Album reviews: Tom Jones gets poignant, and Royal Blood singer makes the most of sobriety
Tom Jones.
As might be expected of an artist whose career encompasses the entire sweep of rock ’n roll history, Tom Jones has taken on many guises through his life in music.
He was the male Shirley Bassey in the Sixties — or, perhaps, Glamorgan’s answer to Frank Sinatra. And then in the late Nineties, he became an unlikely pop star with ‘Sexbomb’ and a frisky cover of Talking Heads’ ‘Burn’ Down The House’.
‘Sexbomb’, it is fair to say, is not an influence on his 41st studio album. Surrounded By Time is an emotion-soaked meditation on the death in 2016 of Linda, Jones’s wife of 59 years.
Devastated by her passing, he worried he might never sing again. And on Surrounded By Time, he reckons at age 80 with the fall-out — and the perspectives it has brought on loss, grief and his own mortality.
In many ways, Jones was not a perfect husband, and has spoken about his many infidelities on the road. Yet he does not hide his vulnerabilities on the new LP his fourth collaboration with Laura Marling and Kings of Leon producer Ethan Johns.
The vibe is contemplative as he delves into Cat Steven’s ‘Pop Star’. In its original guise, the tune was a riposte to record executives pressing Stevens to write hits to order.

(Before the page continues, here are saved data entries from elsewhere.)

Issue #170, opened 2018-10-26
Improve Luigi Client API (-related) documentation 


bszwarc:
A task for improving Luigi Client (-related) documentation.
Documents to improve:
- https://github.com/kyma-project/luigi/tree/master/client should refer to the autogenerated luigi client api documentation
- https://github.com/kyma-project/luigi/blob/master/docs/luigi-client-api.md . Here we need some more general improvements (but let's wait for this one: https://app.zenhub.com/workspace/o/kyma-project/luigi/issues/155 to be closed to avoid merging conflicts).

kwiatekus:
Few improvements introduced within https://github.com/kyma-project/luigi/pull/197

PR #262, opened 2018-11-30
Add improvements to Luigi Client API comments and annotations

bszwarc:
**Description**

- Add improvements to Luigi API docs 

**Related issues**

See #170

### DIFF
--- a/client/luigi-client.js
+++ b/client/luigi-client.js
@@ -197,7 +197,7 @@
     },
     /**
      * Removes a context update listener.
-     * @param {string} id the ID that was returned by the `addContextUpdateListener` function
+     * @param {string} id the id that was returned by the `addContextUpdateListener` function
      * @memberof lifecycle
      */
     removeContextUpdateListener: function removeContextUpdateListener(id) {
--- a/client/luigi-client.js
+++ b/client/luigi-client.js
@@ -169,7 +169,7 @@
       return id;
     },
     /**
-     * Removes the init listener.
+     * Removes an init listener.
      * @param {string} id the id that was returned by the `addInitListener` function
      * @memberof lifecycle
      */
@@ -196,7 +196,7 @@
       return id;
     },
     /**
-     * Removes the context update listener.
+     * Removes a context update listener.
      * @param {string} id the ID that was returned by the `addContextUpdateListener` function
      * @memberof lifecycle
      */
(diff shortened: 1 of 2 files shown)


client/luigi-client.js
```diff
@@ -169,8 +169,8 @@
       return id;
     },
     /**
-     * Removes a init listener
-     * @param {string} id the id that was returned by `addInitListener`
+     * Removes the init listener.
```
maxmarkus: There can be multiple init listeners, the function removes the listener based on the id. 
The @param change is fine, `the` is ok here.

client/luigi-client.js
```diff
@@ -196,8 +196,8 @@
       return id;
     },
     /**
-     * Removes a context update listener
-     * @param {string} id the id that was returned by `addContextUpdateListener`
+     * Removes the context update listener.
```
maxmarkus: Same as above, it removes a specific listener, based on its id.

client/luigi-client.js
```diff
@@ -310,7 +310,7 @@
         },
 
         /**
-         * Sets the current navigation context, which is then used by the `navigate` function. This has to be a parent navigation context, it is not possible to go to child navigation contexts.
+         * Sets the current navigation context which is then used by the `navigate` function. This has to be a parent navigation context, it is not possible use the child navigation contexts.
```
dariadomagala: Shouldn't that be
```suggestion
         * Sets the current navigation context which is then used by the `navigate` function. This has to be a parent navigation context, it is not possible to use the child navigation contexts.
```

client/luigi-client.js
bszwarc: Thank you, updated.

client/luigi-client.js
bszwarc: Yes, you are right - updated this one.

client/luigi-client.js
bszwarc: Done.

client/luigi-client.js
```diff
@@ -169,8 +169,8 @@
       return id;
     },
     /**
-     * Removes a init listener
-     * @param {string} id the id that was returned by `addInitListener`
+     * Removes an init listener.
+     * @param {string} id the id that was returned by the `addInitListener` function
```
dariadomagala: `id` or `ID`? There is an inconsistency compared to the line 200

bszwarc: let's stay with `id`.

bszwarc:
Fixes #170

PR #266, opened 2018-12-04
Luigi client creates extra entry in browser navigation history

pekura:
Fixes following issues:

1) Hash-based navigation not working in the Firefox browser.
2) Context switcher dose not get closed on blur or selection in the Firefox browser.
3) Three dot top navigation menu on narrow screens is displayed even if there are no visible (non-hidden from nav) top navigation entries.
4) Top nav links from the three dots menu (visible on narrow screens) do not work properly - content gets changed but the browser URL stays.
5) In the Edge browser the content does not get rendered at all.
6) Main app title vertical alignment is wrong.

Issues 2 to 6 are independent of the routing mode (hash/path).


maxmarkus:
On screens below 360px width, I have seen horizontal scrollbar. We could set a different width for the context switcher on very narrow screens.

maxmarkus:
LGTM

PR #271, opened 2018-12-05
POC : Add extendedConfiguration transpilation to use ES6

maxmarkus:
Implemented webpack config that runs prior to build tasks and in parallel of start tasks in order to allow quick development. `extendedConfiguration.js` file position has been changed to `./config/`.


kwiatekus:
Propabably as afollow up : (consult @hardl )
We want to check if angular CLI is able to bundle the config as well.
So that with npm start (ng serve) we could transpile both the app and config and watch also for changes in the config.

maxmarkus:
During investigation I found a way to extend angular-cli's with webpack config, I used it to remove our old webpack config. 
After ticket https://github.com/kyma-project/luigi/issues/287 is merged, we can also try to switch the separate config from this ticket to multi-entrypoint and include it in the webpack-extra.

maxmarkus:
Unfortunately it is not possible to provide another _*.js_ target in angular-cli's webpack config and therefore, the compilation spits out a webpack module instead of a babelified config. We should stick to the solution for now unless we want to write a custom parser.

jesusreal:
Fixed on https://github.com/kyma-project/luigi/pull/288

docs/application-setup.md
```diff
@@ -47,8 +47,9 @@ $ npm init -y
 $ npm i -S @kyma-project/luigi-core@latest @kyma-project/luigi-client@latest fiori-fundamentals@latest
```
jesusreal: The angular example is not working anymore, I get _Ups.. Looks like Luigi was not configured. Please use Luigi.setConfig(config) function to configure Luigi._. Please check this and all the examples.

maxmarkus:
Solved in #313

PR #285, opened 2018-12-10
Split main js files

### LINKED ISSUE #164: Split routing.js and navigation.js to smaller files

parostatkiem:
**Description**

- Split `routing.js` and `navigation.js` into smaller files
- Mirror test hierarchy to actual code files hierarchy
- Rename all tests to match one convention 

**Related issue(s)**

Resolves #164


core/src/Authorization.html
```diff
@@ -10,10 +10,15 @@
 
 <script type="text/javascript">
   import { LuigiConfig } from './services/config.js';
-  import { isFunction, isPromise, deepMerge, getConfigValueFromObject } from './utilities/helpers.js';
+  import {
+    isFunction,
+    isPromise,
+    deepMerge,
+    getConfigValueFromObject
+  } from './utilities/helpers/helpers.js';
```
maxmarkus: I would love to see `helpers.js` being renamed to something more meaningful. `basic-helpers` or maybe something better?

core/src/Authorization.html
```diff
@@ -104,26 +125,28 @@
...
           logoutCallback();
           window.location.href = idpProviderInstance.settings.logoutUrl;
-        };
-      },
+        }
+      }
     },
-    components: {},
+    components: {}
     // store: () => store
```
maxmarkus: Feel free to remove obsolete things when cleaning up. Guess this `store` is there since ages and never used.

core/src/Authorization.html
parostatkiem: `generic-helpers`?

maxmarkus: ok

maxmarkus:
Since we talked already, I am not sure if it makes sense to refactor everything again now to regain module based imports similar to `import * as GenericHelpers from helpers/generic-helpers.js`. We will do it later when we refactor to class based helpers. Please just consider it in future refactorings.

core/src/utilities/helpers/navigation-helpers.js
```diff
@@ -0,0 +1,61 @@
...
+      context[p] = addition[p];
+    }
+  }
+  if (navigationContext) {
+    context.parentNavigationContexts.unshift(navigationContext);
+  }
+  return context;
+};
+
+export const groupBy = (nodes, property) => {
```
maxmarkus: We could rename this fn to groupNodesByProperty  or groupNodesBy, since the function looks like you could just group anything.

core/src/utilities/helpers/routing-helpers.js
```diff
@@ -0,0 +1,196 @@
...
+
+export const findViewGroup = node => {
+  if (node.viewGroup) {
+    return node.viewGroup;
+  } else if (node.parent) {
+    return findViewGroup(node.parent);
+  }
+};
+const defaultContentViewParamPrefix = '~';
+export const getContentViewParamPrefix = () => {
```
maxmarkus: defaultContentViewParamPrefix could be placed inside getContentViewParamsPrefix function, since it is only used there.

core/src/utilities/helpers/routing-helpers.js
```diff
@@ -0,0 +1,196 @@
...
+  if (lastElement.defaultChildNode && pathExists) {
+    return lastElement.defaultChildNode;
+  } else if (children && children.length > 0) {
+    return children[0].pathSegment;
+  } else {
+    return '';
+  }
+};
+
+export const isExistingRoute = function(path, pathData) {
```
maxmarkus: Transform to arrow function, please.

core/src/utilities/helpers/routing-helpers.js
```diff
@@ -0,0 +1,196 @@
...
+import { escapeRegExp, getUrlWithoutHash } from './generic-helpers';
+import { LuigiConfig } from '../../services/config';
+import { getModifiedPathname } from '../../services/routing';
+
+export const getLastNodeObject = pathData => {
+  const lastElement = [...pathData.navigationPath].pop();
+  return lastElement ? lastElement : {};
+};
+
+export const getDefaultChildNode = async function(pathData) {
```
maxmarkus: Transform to arrow function, please.

core/src/utilities/helpers/routing-helpers.js
parostatkiem: I vote against. Now it's easier to find the constant. It would be even better to move all constants to the up. I can negotiate 😄

jesusreal:
As discussed in a call, please apply the following changes:
- [ ] imports should import the whole object, not individual functions. With this we achieve shorter imports, is easier to identify where each function belongs to when reading the code, and we come closer to the approach of using es6 classes.
- [ ] Add a description at the beginning of each service and helper, explaining which code should come on each file. This will help to understand why we are split the logic this way and will make easier to decide where to put new code.
- [ ] Please move iframe-related logic from routing.js to a iframe.js (new file), and remove routing-handlers.js, placing its logic in routing.js. With that we don't introduce the concept of 'handlers' files additionally to already existing 'service' and 'helpers'. We should only introduce new filetypes if needed, otherwise it can become confusing which logic should be placed in each file.

PR #286, opened 2018-12-10
Add alert about resource quotas limits exceeded

dariadomagala:
**Description**

- Create reusable alert component
- Add alert about resource quotas limits exceeded

**Related issue(s)**

### DIFF
--- a/core/src/Alert.html
+++ b/core/src/Alert.html
@@ -1,0 +1,63 @@
+{#if alert}
+  {#if alert.msg === "luigi.route-not-found"}
+    <div class="fd-alert fd-alert--error fd-alert--dismissible" role="alert" id="j2ALl423">
+      <button on:click="set({alert:false})" class="fd-alert__close" aria-controls="j2ALl423" aria-label="Close"></button>
+      {alert.message} {alert.link}
+    </div>
+  {/if}
+  {#if alert.msg === "luigi.limit-exceeded"}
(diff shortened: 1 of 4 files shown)


core/src/Alert.html
```diff
@@ -0,0 +1,63 @@
...
+    <div class="fd-alert fd-alert--error fd-alert--dismissible" role="alert" id="j2ALl423">
+      <button on:click="set({alert:false})" class="fd-alert__close" aria-controls="j2ALl423" aria-label="Close"></button>
+        <div>Error! The following resource quota limit has been exceeded by the given resource:</div>
+        {#each alert.exceededLimits as limit}
+          {#each limit.affectedResources as affectedResource}
+            <div>- '{limit.resourceName}' by '{affectedResource}' ({limit.quotaName})</div>
+          {/each}
+        {/each}
+        <div>
+          See <a on:click="goTo('/environments/'+alert.environment+'/resources')">Resources Configuration</a> for details.
```
kwiatekus: We cant have console specific code here.
The problem with this case if the link *Resources Configuration* link that should be part of the alert message. 
Challage : How to use generic alert component in luigi and display an alert from console that includes a link?

kwiatekus: screen shot 2018-12-07 at 12 29 31

kwiatekus:
We agreed during sprint review, that for now we will display the alert in the views themselves (as in old console)

Please tweak the positioning of the alert (left)

PR #291, opened 2018-12-12
Add `refreshContextSwitcher` to LuigiClient

### LINKED ISSUE #290: Implement ability to refresh env list in ContextSwitcher
**Description**
~Luigi Client should provide such a possibility.~

Luigi core api needs a function to refresh options of context switcher.

The microfrontend should then use a custom event defined by the luigi core app (console in this example) to fire a semantic change event, e.g. envChanged or so.

**Reasons**

**Attachments**

parostatkiem:
**Description**
#### To see how it works, switch your Console repo to the branch from [THIS PR](https://github.com/jesusreal/console/pull/26)

- Add `refreshContextSwitcher` method to LuigiClient
- Catch certain _postMessage_ in ContextSwitcher component and refresh environment list

**Related issue(s)**

Resolves #290

### DIFF
--- a/client/luigi-client.js
+++ b/client/luigi-client.js
@@ -431,6 +431,15 @@
          */
         removeBackdrop: function removeBackdrop() {
           window.parent.postMessage({ msg: 'luigi.remove-backdrop' }, '*');
+        },
+        /**
+         * Removes the backdrop.
+         */
+        refreshContextSwitcher: function refreshContextSwitcher() {
+          window.parent.postMessage(
+            { msg: 'luigi.ux.refreshContextSwitcher' },
+            '*'
+          );
         }
       };
     }
--- a/client/luigi-client.js
+++ b/client/luigi-client.js
@@ -433,7 +433,7 @@
           window.parent.postMessage({ msg: 'luigi.remove-backdrop' }, '*');
         },
         /**
-         * Removes the backdrop.
+         * Reloads the environment list in the Context Switcher
          */
         refreshContextSwitcher: function refreshContextSwitcher() {
           window.parent.postMessage(
--- a/core/src/navigation/ContextSwitcher.html
+++ b/core/src/navigation/ContextSwitcher.html
@@ -53,20 +53,24 @@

Here, it is a brooding reflection on Jones’ seven decades in music. He later tackles Mike Scott’s ‘This Is The Sea’, conjuring with the same sense of big-sky wonder that rippled through The Waterboys version.
Jones is also in the mood to take risks. His voice is paired with a electric sitar on ‘No Hole in My Head’, a hit for protest singer Malvina Reynolds.
And he goes fully down the rabbit hole on Terry Callier’s ‘Lazarus Man’, crooning in an bruised chant against a backdrop of experimental jazz.
Royal Blood very nearly didn’t make it to their third album. Burnt out and in the throes of alcohol addiction, singer Mike Kerr was at the end of his tether — both personally and creatively.
Lifestyle issues aside, he feared he had taken Royal Blood’s Metallica-meets-White Stripes formula as far as it could be pushed.
But rather than throw in the towel he punched back. With sobriety bringing new perspectives, he and drummer Ben Thatcher have pivoted away from their heavy rock influences and instead drawn on Daft Punk, Justice and the Bee Gees. The result is a rollicking record with buoyant bangers (‘Trouble’s Coming’) and a precision-tooled hook-up with Queens of the Stone Age’s Josh Homme (‘Boilermaker’).
Those who didn’t get Royal Blood first time around are unlikely to be won over. The formula may have changed but this is the same duo churning out a ruckus. However, fans of their first two LPs will be cheered to hear Kerr and Thatcher shift the blueprint even as they continue to kick up a storm.